# Diaphragm calls



## t.crawford714 (Nov 7, 2008)

I'm buying new calls and I was wondering what I want....1,2,3,or 4 reeds? What is better....not a lot of vibration would be nice....


----------



## Chuck Smith (Feb 22, 2005)

Well with me i find more vibration with the more reeds. To start out a single or double reed is good. I have them in ranges from 1 reed to 5 reeds in my arsenal.

What also causes more vibration is the type of latex used....or the thickness of it. I personally don't care for thin latex the sound is too high for me. But to each there own.

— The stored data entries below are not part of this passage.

PR #2360, opened 2021-02-02
Paras Module Directly Cleans Up Outgoing Parachain Data

shawntabrizi:
I noticed while reviewing all the code around parachain offboarding that each of the messaging pallets had their own offboarding queue which would would trigger a parachain cleanup on the next session.

This was really strange to me since we need to basically maintain a copy of the same queue logic in each pallet... especially if there was ever a situation where a parachain was placed in offboarding, but then later would be removed from the offboarding queue, it would be a lot more work to make sure there isn't any state issue.

This PR introduces the `ParachainCleanup` trait which can be used by any pallet to clean up some data about a Parachain when it is being offboarded by the paras module.

As a result of this change, the Paras module is the definitive source of the outgoing parachains queue, and the trigger to remove data for the parachain will happen exactly when the paras module actually cleans up the data about the parachain.

Thus, there is only one source of the queue and there is no chance to be some kind of synchronization issue among all the pallets.

### DIFF
--- a/runtime/test-runtime/src/lib.rs
+++ b/runtime/test-runtime/src/lib.rs
@@ -463,6 +463,7 @@ impl parachains_session_info::Config for Runtime {}
 
 impl parachains_paras::Config for Runtime {
 	type Origin = Origin;
+	type ParachainCleanup = (Dmp, Hrmp, Ump);
 }
 
 impl parachains_dmp::Config for Runtime {}
@@ -522,6 +523,9 @@ construct_runtime! {
 		Scheduler: parachains_scheduler::{Module, Call, Storage},
 		ParasSudoWrapper: paras_sudo_wrapper::{Module, Call},
 		SessionInfo: parachains_session_info::{Module, Call, Storage},
+		Dmp: parachains_dmp::{Module, Call, Storage},
+		Ump: parachains_ump::{Module, Call, Storage},
+		Hrmp: parachains_hrmp::{Module, Call, Storage},
 
 		Sudo: pallet_sudo::{Module, Call, Storage, Config<T>, Event<T>},
 	}
--- a/Cargo.lock
+++ b/Cargo.lock
@@ -5712,6 +5712,7 @@ dependencies = [
  "frame-system",
  "futures 0.3.12",
  "hex-literal",
+ "impl-trait-for-tuples 0.2.0",
  "libsecp256k1",
  "log",
  "pallet-authority-discovery",
--- a/roadmap/implementers-guide/src/runtime/dmp.md
+++ b/roadmap/implementers-guide/src/runtime/dmp.md
@@ -4,14 +4,6 @@ A module responsible for Downward Message Processing (DMP). See [Messaging Overv
 
 ## Storage
 
-General storage entries
-
-```rust
-/// Paras that are to be cleaned up at the end of the session.
-/// The entries are sorted ascending by the para id.
-OutgoingParas: Vec<ParaId>;
-```
-
 Storage layout required for implementation of DMP.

If you have a problem with placement or anything thing like that the dome calls from primos are good to start out with. But I personally don't like primos calls because of the thickness of the latex. But they sound alright. For my calling style I push too much air and the calls squeal more on me.

Good luck.
Chuck

PS....this weekend I am calling for a youth hunt.... I can't wait to get a tom with in 20 yards!


----------



## t.crawford714 (Nov 7, 2008)

Thanks for the info!


----------



## sndhillshntr (Sep 8, 2005)

The dome call is the only one I've been able to get to sound right so far. I've been practicing as much as I can in my truck when I'm out and about. I should cut down the HS DoubleD call and see if that helps.


----------



## Chuck Smith (Feb 22, 2005)

Cut down the tape around the reeds it will help to fit in your mouth better. But take a little at a time. Cut, check, cut check..etc.

don't take too much because you don't want it too small and so you could swallow easier when you pull the hammer on that tom.


----------



## t.crawford714 (Nov 7, 2008)

Chuck Smith said:


> Cut down the tape around the reeds it will help to fit in your mouth better. But take a little at a time. Cut, check, cut check..etc.
> 
> *don't take too much because you don't want it too small and so you could swallow easier when you pull the hammer on that tom.*


Good to know....I think I'm going to go shopping for calls this weekend lol


----------



## Chuck Smith (Feb 22, 2005)

Look out I hope you don't have the problem I do..... This year I bought 5 new mouth calls. I have no idea why I did this. I already have 8 of them. Now I have 13....plus 3 slate calls (and 5 different strikers).... A box call....a push button yelper.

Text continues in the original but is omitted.